╭─ Materials provided

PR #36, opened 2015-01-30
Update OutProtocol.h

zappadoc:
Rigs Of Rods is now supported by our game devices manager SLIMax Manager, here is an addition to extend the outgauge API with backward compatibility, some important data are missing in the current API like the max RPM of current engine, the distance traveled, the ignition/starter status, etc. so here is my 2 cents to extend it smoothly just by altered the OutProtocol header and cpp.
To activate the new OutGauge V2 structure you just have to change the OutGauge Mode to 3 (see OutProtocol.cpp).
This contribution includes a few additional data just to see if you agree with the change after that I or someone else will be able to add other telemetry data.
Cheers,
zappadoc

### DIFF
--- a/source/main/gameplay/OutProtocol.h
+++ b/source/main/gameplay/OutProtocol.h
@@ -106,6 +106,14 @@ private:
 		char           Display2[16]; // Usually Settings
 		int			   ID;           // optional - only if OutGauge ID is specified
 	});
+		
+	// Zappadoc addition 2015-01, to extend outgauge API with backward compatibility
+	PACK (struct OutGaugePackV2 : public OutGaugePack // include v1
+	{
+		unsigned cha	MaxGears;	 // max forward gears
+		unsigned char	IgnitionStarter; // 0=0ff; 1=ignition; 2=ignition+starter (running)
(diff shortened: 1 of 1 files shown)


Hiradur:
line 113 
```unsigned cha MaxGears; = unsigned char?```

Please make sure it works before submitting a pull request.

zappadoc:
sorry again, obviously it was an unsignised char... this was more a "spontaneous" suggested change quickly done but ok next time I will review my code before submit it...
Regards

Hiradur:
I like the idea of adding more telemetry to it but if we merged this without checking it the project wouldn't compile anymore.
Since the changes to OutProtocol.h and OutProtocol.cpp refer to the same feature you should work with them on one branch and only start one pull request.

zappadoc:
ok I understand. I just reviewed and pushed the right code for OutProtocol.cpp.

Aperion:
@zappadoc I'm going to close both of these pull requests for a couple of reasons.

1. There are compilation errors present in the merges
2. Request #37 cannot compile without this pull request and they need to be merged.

╰─
╭─ Materials provided

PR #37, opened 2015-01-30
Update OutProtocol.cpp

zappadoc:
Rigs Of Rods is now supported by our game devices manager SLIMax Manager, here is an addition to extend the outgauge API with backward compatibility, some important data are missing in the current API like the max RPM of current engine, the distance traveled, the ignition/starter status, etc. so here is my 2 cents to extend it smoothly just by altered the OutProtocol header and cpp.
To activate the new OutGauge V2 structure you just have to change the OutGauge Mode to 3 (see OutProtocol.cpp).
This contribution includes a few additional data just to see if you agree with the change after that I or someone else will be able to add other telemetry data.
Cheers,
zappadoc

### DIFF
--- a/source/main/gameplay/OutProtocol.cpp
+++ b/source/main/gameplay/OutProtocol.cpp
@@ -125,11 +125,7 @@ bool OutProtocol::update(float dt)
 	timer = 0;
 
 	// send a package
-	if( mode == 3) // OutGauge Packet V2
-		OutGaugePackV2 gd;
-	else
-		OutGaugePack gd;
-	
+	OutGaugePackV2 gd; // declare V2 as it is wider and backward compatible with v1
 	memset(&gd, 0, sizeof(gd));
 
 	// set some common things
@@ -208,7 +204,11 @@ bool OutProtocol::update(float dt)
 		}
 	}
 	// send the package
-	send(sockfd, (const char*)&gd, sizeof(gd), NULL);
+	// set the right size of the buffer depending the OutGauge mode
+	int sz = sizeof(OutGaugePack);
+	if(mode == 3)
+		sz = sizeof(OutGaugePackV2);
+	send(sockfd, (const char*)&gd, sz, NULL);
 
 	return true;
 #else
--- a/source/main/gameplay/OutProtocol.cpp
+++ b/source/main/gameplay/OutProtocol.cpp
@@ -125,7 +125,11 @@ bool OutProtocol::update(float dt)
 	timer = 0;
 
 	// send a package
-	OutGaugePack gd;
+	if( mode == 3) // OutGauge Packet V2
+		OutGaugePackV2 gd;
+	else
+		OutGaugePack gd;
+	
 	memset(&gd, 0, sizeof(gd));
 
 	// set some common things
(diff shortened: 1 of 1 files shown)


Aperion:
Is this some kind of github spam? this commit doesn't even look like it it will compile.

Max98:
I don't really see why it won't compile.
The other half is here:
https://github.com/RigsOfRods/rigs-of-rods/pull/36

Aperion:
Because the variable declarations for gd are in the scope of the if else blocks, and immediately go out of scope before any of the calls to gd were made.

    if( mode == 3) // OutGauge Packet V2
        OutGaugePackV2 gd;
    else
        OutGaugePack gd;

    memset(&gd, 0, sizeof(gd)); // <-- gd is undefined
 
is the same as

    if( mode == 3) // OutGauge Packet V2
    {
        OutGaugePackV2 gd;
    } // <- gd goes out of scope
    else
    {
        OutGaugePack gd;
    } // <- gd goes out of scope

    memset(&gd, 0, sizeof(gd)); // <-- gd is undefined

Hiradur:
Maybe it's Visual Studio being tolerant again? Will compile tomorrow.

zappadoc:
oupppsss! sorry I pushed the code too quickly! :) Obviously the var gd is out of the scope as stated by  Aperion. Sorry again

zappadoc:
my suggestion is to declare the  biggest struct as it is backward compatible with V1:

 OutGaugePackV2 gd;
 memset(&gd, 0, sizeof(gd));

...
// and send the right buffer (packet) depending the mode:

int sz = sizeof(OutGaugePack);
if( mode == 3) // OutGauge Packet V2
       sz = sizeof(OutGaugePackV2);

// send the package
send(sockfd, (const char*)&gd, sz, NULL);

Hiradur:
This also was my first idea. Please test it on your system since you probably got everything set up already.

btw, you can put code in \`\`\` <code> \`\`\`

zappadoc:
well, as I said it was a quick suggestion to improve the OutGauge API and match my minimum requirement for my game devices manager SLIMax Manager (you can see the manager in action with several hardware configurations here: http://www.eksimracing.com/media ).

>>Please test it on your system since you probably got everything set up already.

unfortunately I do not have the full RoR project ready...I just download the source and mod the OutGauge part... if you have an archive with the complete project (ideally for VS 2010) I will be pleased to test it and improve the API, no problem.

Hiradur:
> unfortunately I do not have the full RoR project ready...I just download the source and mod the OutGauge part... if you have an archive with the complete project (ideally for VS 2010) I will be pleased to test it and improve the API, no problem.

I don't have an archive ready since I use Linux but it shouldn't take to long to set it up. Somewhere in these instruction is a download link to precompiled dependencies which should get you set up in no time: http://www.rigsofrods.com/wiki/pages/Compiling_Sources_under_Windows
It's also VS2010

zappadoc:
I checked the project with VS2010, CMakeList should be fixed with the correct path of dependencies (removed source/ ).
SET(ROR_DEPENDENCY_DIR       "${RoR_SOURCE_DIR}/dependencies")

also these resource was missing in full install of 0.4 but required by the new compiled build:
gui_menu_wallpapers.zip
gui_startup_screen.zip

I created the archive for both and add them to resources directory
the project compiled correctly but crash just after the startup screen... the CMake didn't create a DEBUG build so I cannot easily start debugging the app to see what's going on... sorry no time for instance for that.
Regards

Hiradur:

╰─

What the task asks: Would you please repeat exactly the lines above, starting at the line with "Please make sure" and stopping at the line with "2. Request #37", both included?

Solution to the exercise:
Please make sure it works before submitting a pull request.

zappadoc:
sorry again, obviously it was an unsignised char... this was more a "spontaneous" suggested change quickly done but ok next time I will review my code before submit it...
Regards

Hiradur:
I like the idea of adding more telemetry to it but if we merged this without checking it the project wouldn't compile anymore.
Since the changes to OutProtocol.h and OutProtocol.cpp refer to the same feature you should work with them on one branch and only start one pull request.

zappadoc:
ok I understand. I just reviewed and pushed the right code for OutProtocol.cpp.

Aperion:
@zappadoc I'm going to close both of these pull requests for a couple of reasons.

1. There are compilation errors present in the merges
2. Request #37 cannot compile without this pull request and they need to be merged.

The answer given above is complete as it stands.